Source records

◇ ◇ ◇ ◇

PR #632, opened 2023-08-30
Disallow uppercase letters in package name

### LINKED ISSUE #591: Disallow upper case letters in package names
### Problem

We think we should stop allowing uppercase letters in package names:
1. Allowing both `foo` and `Foo` packages to exist may be dangerous.
2. Package names must be valid & idiomatic Cairo module names, and these are `snake_case`.
3. We copied current behaviour from Cargo, and it allows upper case only because it didn't care earlier. Rust [RFC 430](https://github.com/rust-lang/rfcs/blob/master/text/0430-finalizing-naming-conventions.md) established `snake_case` to be the way to go for crates, though Cargo packages are still [unclear](https://github.com/rust-lang/api-guidelines/discussions/29#discussioncomment-6659367).

### Proposed Solution

Make Scarb reject uppercase letters in package names. To do that, patch the [`PackageName` struct](https://github.com/software-mansion/scarb/blob/e9078ddfc5cf766dee8ab1054b911d204af73170/scarb/src/core/package/name.rs#L43-L83). Don't forget about tests. Also, please make a special condition for this that will print a tailored error message, guiding users what to do in order to fix it.

### Notes

_No response_

MrDenkoV:
Fix #591

### DIFF
--- a/scarb/src/core/package/name.rs
+++ b/scarb/src/core/package/name.rs
@@ -49,6 +49,15 @@ impl PackageName {
             bail!("underscore cannot be used as package name");
         }
 
+        if !name.eq(&name.to_ascii_lowercase()) {
+            bail!(
+                "invalid package name: `{name}`\n\
+                note: usage of ASCII uppercase letters in the package name has been disallowed\n\
+                help: change package name to: {}",
+                name.to_ascii_lowercase()
+            )
+        }
+
         let mut chars = name.chars();
 
         // Validate first letter.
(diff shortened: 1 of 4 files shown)


scarb/src/core/package/name.rs
```diff
@@ -49,6 +49,15 @@ impl PackageName {
             bail!("underscore cannot be used as package name");
         }
 
+        if !name.eq(&name.to_ascii_lowercase()) {
+            bail!(
+                "invalid package name: `{name}`\n\
+                note: usage of ASCII uppercase letters in the package name has been deprecated\n\
+                help: change the name of the package to `{}`",
```
mkaput, line 56:
```suggestion
                help: change package name to: {}",
```

mkaput (approved):

mkaput (approved):
lgtm!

◇ ◇ ◇ ◇

> Task
Please make an exact copy of the lines from the one holding "let mut chars = name.chars();" through the final line of the records above, nothing more.

> Solution to this exercise
         let mut chars = name.chars();
 
         // Validate first letter.
(diff shortened: 1 of 4 files shown)


scarb/src/core/package/name.rs
```diff
@@ -49,6 +49,15 @@ impl PackageName {
             bail!("underscore cannot be used as package name");
         }
 
+        if !name.eq(&name.to_ascii_lowercase()) {
+            bail!(
+                "invalid package name: `{name}`\n\
+                note: usage of ASCII uppercase letters in the package name has been deprecated\n\
+                help: change the name of the package to `{}`",
```
mkaput, line 56:
```suggestion
                help: change package name to: {}",
```

mkaput (approved):

mkaput (approved):
lgtm!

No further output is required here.